Recordei-me do rosto dele, com os hematomas já tão claros que quase sumiam em sua pele, e das covinhas que se formavam nas bochechas quando ele sorria. Lembrei-me também dos cabelos pretos de fios volumosos e bagunçados que, em movimentos bruscos, caíam-lhe sobre a face. Aquele pensamento me incomodava muito. Eu nunca fui uma pessoa sentimental, mas a amizade com o Wolfgang era diferente de todas as que já tive. Eu tinha um medo genuíno de perdê-la e ela ocupava os meus pensamentos.

Eu estava preocupado com a saúde do Wolfgang, além disso. Mas o doutor Antônio me tranquilizou e sua opinião médica era de que talvez o rapaz fosse epilético. Quando relatei os sangramentos, Antônio sugeriu que seria interessante que o Wolfgang investigasse uma possível hemofilia.

— Mikael! — Uma voz ofegante me chamou. Era a Eliza. Olhei-a e saí dos meus pensamentos. A enfermeira estava parada na porta. — Chegou uma emergência pediátrica com fratura exposta causada por um acidente de bicicleta.

Esse era o meu ponto fraco enquanto enfermeiro. Atender crianças no pronto socorro me atormentava de modo que eu passava dias me recordando dos atendimentos e sofrendo com pesadelos.

Eliza saiu pela porta. Coloquei o prontuário, que eu segurava, na estante do armário e também saí da sala apressadamente.

Encontrei uma maca sendo empurrada pela equipe de enfermeiras. Por eu ser o único homem, me prontifiquei a empurrar a maca no lugar delas. Encarar a criança sobre o leito fez o meu corpo gelar.

Era um menino da idade do Samuel. Ele estava chorando. A tíbia direita tinha se partido e rasgado os músculos e a pele, ficando exposta. Uma mulher nos seguia em meio a gritos desesperados.

— Alguém ajuda ele! Meu Deus, ajuda meu filho! — Ela chorava. Mas eu não podia parar para tentar acalmar a mulher.

Doutor Antônio se aproximou de nós e olhou para a criança.

— Sem dúvida isso é caso de cirurgia. — A voz do médico era calma. Ninguém ali se assustava com as emergências, era uma rotina.

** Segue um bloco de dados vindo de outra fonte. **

PR #4126, opened 2018-08-10
Add tests for optimizeDataFlow

Saba9:
Added a couple of tests for optimizeDataFlow. One simply checks to see if a common parse node is being generated in a simple case where to adjacent ParseNodes have one common parse and one conflicting parse. This test passes. 

The second case showcases what I believe to be a bug with the current implementation of moveParse. This test demonstrates how in some cases a common parse node is added above two adjacent ParseNodes even though this parse node conflicts with another ParseNode that exists at a lower level of the DataFlow tree.

I believe the solution to this involves changing the order in which we move up ParseNodes such that the nodes at lower levels are moved up first before merging nodes that exist further up in the tree.

### DIFF
--- a/test/compile/data/optimize.test.ts
+++ b/test/compile/data/optimize.test.ts
@@ -67,7 +67,7 @@ describe('compile/data/optimize', () => {
     });
     it('should push parse up from lowest level first to avoid conflicting common parse', () => {
       const source = new SourceNode(null);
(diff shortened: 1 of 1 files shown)


domoritz:
@invokesus Please look at this when you get the chance. The parse move logic should move nodes from all branches to the fork before attempting to merge at that fork.

Issue #4135, opened 2018-08-17
Example missing for ranged area


kanitw:
![image](https://user-images.githubusercontent.com/111269/44291550-e3949f00-a233-11e8-968d-7805ee91ab62.png)

domoritz:
It renders for me :-/

kanitw:
@chanwutk this might be related to some old example that got renamed?

chanwutk:
Now, the example is not explicitly using `x2` and `y2` anymore. Should I create another example for this or should I just use the normalized version of the `errorband`?

domoritz:
An explicit example would be good. For example minimum and maximum temperature would be an easy one.

kanitw:
If the normalized version is clear (and explicit), then it's fine too.

chanwutk:
Should we close this issue?

PR #4136, opened 2018-08-19
Fix missing area example

chanwutk:
Change the example to normalized ci error band.
issue #4135


domoritz:
I think it would be nice to have a chart that shows the minimum and maximum temperature over time. Ci is another thing users have to learn to understand the example.

chanwutk:
Would that be the data from this [Weekly Temperature Example](https://vega.github.io/vega/examples/weekly-temperature/)?

domoritz:
Love it. Thanks.

PR #4137, opened 2018-08-19
Add only a single "facet" signal per FacetModel (fixes #3688).

### LINKED ISSUE #3688: Facet with multiple selections fails
The following spec fails, and I'm not certain why. If one of the selections is removed, then it works:

```json
{
  "$schema": "https://vega.github.io/schema/vega-lite/v2.4.1.json",
  "data": {
    "url": "https://vega.github.io/vega-datasets/data/iris.json"
  },
  "facet": {
    "column": {
      "field": "species",
      "type": "nominal"
    }
  },
  "spec": {
    "layer": [
      {
        "encoding": {
          "color": {
            "condition": {
              "field": "species",
              "selection": "selection1",
              "type": "nominal"
            },
            "value": "lightgray"
          },
          "x": {
            "field": "petalLength",
            "type": "quantitative"
          },
          "y": {
            "field": "petalWidth",
            "type": "quantitative"
          }
        },
        "height": 200,
        "mark": "point",
        "selection": {
          "selection1": {
            "empty": "none",
            "nearest": true,
            "on": "mouseover",
            "type": "single"
          }
        },
        "width": 200
      },
      {
        "encoding": {
          "opacity": {
            "condition": {
              "selection": "selection2",
              "value": 1
            },
            "value": 0
          },
          "text": {
            "field": "species",
            "type": "nominal"
          },
          "x": {
            "field": "petalLength",
            "type": "quantitative"
          },
          "y": {
            "field": "petalWidth",
            "type": "quantitative"
          }
        },
        "height": 200,
        "mark": "text",
        "selection": {
          "selection2": {
            "empty": "none",
            "nearest": true,
            "on": "mouseover",
            "type": "single"
          }
        },
        "width": 200
      }
    ]
  }
}
```
reported in https://github.com/altair-viz/altair/issues/798

arvind:
Add only a single "facet" signal per FacetModel (fixes #3688).

### DIFF
--- a/src/compile/selection/selection.ts
+++ b/src/compile/selection/selection.ts
@@ -5,7 +5,7 @@ import {Channel, ScaleChannel, X, Y} from '../../channel';
 import {warn} from '../../log';
 import {LogicalOperand} from '../../logical';
 import {BrushConfig, SELECTION_ID, SelectionDef, SelectionResolution, SelectionType} from '../../selection';
-import {accessPathWithDatum, Dict, logicalExpr, varName} from '../../util';
+import {accessPathWithDatum, Dict, keys, logicalExpr, varName} from '../../util';
 import {VgBinding, VgData, VgEventStream} from '../../vega.schema';
 import {DataFlowNode} from '../data/dataflow';
 import {TimeUnitNode} from '../data/timeunit';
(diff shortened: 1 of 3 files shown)


arvind:
Caught+fixed a bug, and compile-time and runtime tests now both pass!

src/compile/selection/selection.ts
```diff
@@ -137,9 +137,12 @@ export function assembleUnitSelectionSignals(model: UnitModel, signals: any[]) {
     });
   });
 
-  const facetModel = getFacetModel(model);
-  if (signals.length && facetModel) {
-    const name = stringValue(facetModel.getName('cell'));
+  return signals;
+}
+
+export function assembleFacetSignals(model: FacetModel, signals: any[]) {
```
domoritz: Not necessary for this PR, but now that we have typings for Vega signals, we should try to replace the `any`s. https://github.com/vega/vega-typings/blob/master/types/spec/signal.d.ts

arvind: Agreed! I've replaced a bunch of them in my refactoring PR (#4068, there may be more though). I branched this one off master to keep it unblocked.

A mãe da criança gritou ao ouvir aquilo e, contagiado pelo desespero da mãe, o menino gritou ainda mais.

— Alessandra, ajuda a mãe. — Antônio ordenou. A enfermeira irreverente assentiu e se aproximou da mulher, tocando-lhe o ombro. Bastou isso para que a pobre genitora desabasse em soluços. Alessandra a abraçou e a mulher chorou nos braços dela.

Eu precisava continuar. Empurrei a maca até uma sala de emergência. Junto de mim, estava Eliza, doutor Antônio e uma enfermeira chamada Míriam, que devia ter a mesma idade que o médico.

— Cadê minha mãe? — A criança gritou. Seus gritos eram altos e agudos, repletos de desespero. — Tá doendo! Cadê a minha mãe? — Quando alguém tentava o tocar, o menino se debatia e se esquivava.

— Míriam, a profilaxia.  — A mulher de meia idade assentiu e saiu, às pressas da sala, para trazer os antibióticos profiláticos. Míriam era experiente, já sabia de cor quais medicações e vacinas eram usadas em cada tipo de profilaxia. — Mikael, faz a analgesia com opióide pra que a Eliza consiga fazer a imobilização da perna e a higienização. O paciente tá muito agitado.